● SUPPLIED MATERIAL:
PR #854, opened 2018-03-08
Do not copy headers in the installation folder

cor3ntin:
Aseba is more a set of tools than a framework.
We do not make ABI or API stability guarantees
except for some very specific classes.

Therefore we should not encourage people to use
aseba as libraries.

Modification, research works and new targets should rather
be added in-tree.

### DIFF
--- a/aseba/common/CMakeLists.txt
+++ b/aseba/common/CMakeLists.txt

● WORK TO COMPLETE: Start at the line containing "Modification, research works" and copy each line through the last one in the records, exactly and with nothing added.

● ANSWER BOX:
Modification, research works and new targets should rather
be added in-tree.

### DIFF
--- a/aseba/common/CMakeLists.txt
+++ b/aseba/common/CMakeLists.txt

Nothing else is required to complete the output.